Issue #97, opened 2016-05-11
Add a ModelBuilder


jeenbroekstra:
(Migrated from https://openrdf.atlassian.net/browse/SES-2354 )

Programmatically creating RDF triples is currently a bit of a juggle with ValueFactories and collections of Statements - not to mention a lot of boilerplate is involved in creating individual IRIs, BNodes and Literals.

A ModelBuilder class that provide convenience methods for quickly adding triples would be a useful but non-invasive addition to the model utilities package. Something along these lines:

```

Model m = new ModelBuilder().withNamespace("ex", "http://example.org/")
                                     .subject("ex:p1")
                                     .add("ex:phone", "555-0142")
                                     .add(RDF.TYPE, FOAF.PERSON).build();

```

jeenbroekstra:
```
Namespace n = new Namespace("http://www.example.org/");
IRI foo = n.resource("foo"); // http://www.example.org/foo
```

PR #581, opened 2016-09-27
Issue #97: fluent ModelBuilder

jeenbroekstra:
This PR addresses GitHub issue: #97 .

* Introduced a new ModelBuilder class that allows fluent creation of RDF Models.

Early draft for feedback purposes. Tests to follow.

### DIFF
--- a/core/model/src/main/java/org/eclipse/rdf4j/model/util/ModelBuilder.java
..........
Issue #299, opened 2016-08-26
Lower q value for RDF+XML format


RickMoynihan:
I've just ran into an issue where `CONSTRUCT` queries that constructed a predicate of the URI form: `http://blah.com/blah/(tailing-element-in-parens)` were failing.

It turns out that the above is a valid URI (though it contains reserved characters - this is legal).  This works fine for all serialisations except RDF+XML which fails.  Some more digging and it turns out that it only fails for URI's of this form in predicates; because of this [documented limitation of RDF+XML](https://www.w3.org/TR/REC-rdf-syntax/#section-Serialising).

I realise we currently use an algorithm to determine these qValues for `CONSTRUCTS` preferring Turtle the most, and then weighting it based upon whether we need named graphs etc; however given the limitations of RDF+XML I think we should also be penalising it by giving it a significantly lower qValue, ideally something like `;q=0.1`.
..........
→ **Work order**
Scan the entries above and return each line that holds "class".

→ **Result below**
A ModelBuilder class that provide convenience methods for quickly adding triples would be a useful but non-invasive addition to the model utilities package. Something along these lines:
* Introduced a new ModelBuilder class that allows fluent creation of RDF Models.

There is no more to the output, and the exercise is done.